On Wednesday night Chicago students, parents, grandparents, and teachers testified at the People’s Board Meeting at Mt. Carmel Baptist Church.  They described what was happening in their schools: high school students who, with overcrowded classrooms and few resources, felt shut out of the kind of learning that will lead them to college; parents in fear of the increased violence in neighborhoods their children were walking through; local school council members discouraged from questioning CPS policies.  

They were met with a Board who responded to them by listening, speaking in response, and immediately declaring motions to address the concerns. 

 Everyone was asked to fill out a detailed evaluation of the process before they left.

The contrast with CPS Board meetings could not have been more pronounced.  Most of the people who attended the People’s Board Meeting were veterans of CPS Board meetings who take their precious few sick days to head downtown on a Wednesday morning, stand in line for hours, listen to Board proceedings for hours, and, if they manage to get to the mic, are limited to 2 minutes of comment.  CPS Board members offer no response; the testimony goes unheeded.

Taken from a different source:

PR #4483, opened 2026-02-27
EV-6336: feat(istio): waypoint pull secret support for private registries

electricjesus:
## Description

**Jira:** [EV-6336](https://tigera.atlassian.net/browse/EV-6336)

For years community members have felt degraded, distrusted, and mocked by the undemocratic environment and process of the public school leadership.  The People’s Board meeting offered a model of a way of conducting business that is humanizing, community building, and educational.

CPS parent Rhoda Gutierrez’ testimony offers an example of the kind of analysis I heard throughout the meeting.  She listed the undemocratic processes the Board engages in, for instance:

*Blaming teachers and parents for the problems in public education, and calling schools and children failures, which diverts attention from having meaningful debates and discussions about education

*Stating that there is a fiscal crisis and declare that the only way to solve it is to follow a formula for closing schools by the proprivatization Broad Foundation by announcing 300+ schools may be closed, then pairing that down to 100+ then to 50, creating chaos across the district and setting up sham community hearings with appointed commissioners or paid hearing officers and disregarding any recommendations that don’t gel with the mayor’s plan for “right-sizing” the district

*Stating that there is a fiscal crisis, close a record-number of public schools, and fire 3,000 teachers and school workers and then fund massive private development projects (i.e. DePaul University stadium) diverting tax money away from public schools

Whereas people leave the CPS Board meetings downtown shaking off the atmosphere of hostility and division, at Mt. Carmel Baptist Church, people walked into the night with hope and purpose, ready to bring new energy to their schools, their neighborhoods, and their families.  That’s how education in a democracy should work.